* Activity *
Return the data exactly, but only from the line containing "Indeed I want" through its last line.

Segment Start: Data extracts

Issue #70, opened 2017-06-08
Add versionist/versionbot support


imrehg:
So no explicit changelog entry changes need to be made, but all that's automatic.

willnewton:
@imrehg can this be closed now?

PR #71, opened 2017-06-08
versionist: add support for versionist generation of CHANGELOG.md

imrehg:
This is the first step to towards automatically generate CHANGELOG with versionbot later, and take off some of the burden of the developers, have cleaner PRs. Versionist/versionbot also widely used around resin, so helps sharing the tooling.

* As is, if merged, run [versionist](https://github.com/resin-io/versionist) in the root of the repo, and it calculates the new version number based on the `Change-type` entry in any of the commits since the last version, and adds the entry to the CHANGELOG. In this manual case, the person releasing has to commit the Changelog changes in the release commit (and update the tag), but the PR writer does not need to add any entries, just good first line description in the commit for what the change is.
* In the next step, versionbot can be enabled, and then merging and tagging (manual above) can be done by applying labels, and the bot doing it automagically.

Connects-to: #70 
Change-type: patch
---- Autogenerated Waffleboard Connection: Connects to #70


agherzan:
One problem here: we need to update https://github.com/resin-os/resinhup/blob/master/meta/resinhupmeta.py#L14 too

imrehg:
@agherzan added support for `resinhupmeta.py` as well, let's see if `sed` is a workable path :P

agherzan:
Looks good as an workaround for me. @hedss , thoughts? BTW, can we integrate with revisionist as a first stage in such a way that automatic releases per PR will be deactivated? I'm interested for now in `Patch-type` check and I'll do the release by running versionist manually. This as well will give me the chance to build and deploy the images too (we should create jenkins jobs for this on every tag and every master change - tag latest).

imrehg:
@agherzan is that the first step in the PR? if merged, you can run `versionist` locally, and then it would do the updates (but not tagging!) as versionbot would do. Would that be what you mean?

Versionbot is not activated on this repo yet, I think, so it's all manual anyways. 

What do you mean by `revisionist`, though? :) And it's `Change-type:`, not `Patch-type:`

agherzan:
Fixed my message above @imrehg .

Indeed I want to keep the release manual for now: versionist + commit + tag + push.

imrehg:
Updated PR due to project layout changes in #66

Segment End: Data extracts

* Answer box *
Indeed I want to keep the release manual for now: versionist + commit + tag + push.

imrehg:
Updated PR due to project layout changes in #66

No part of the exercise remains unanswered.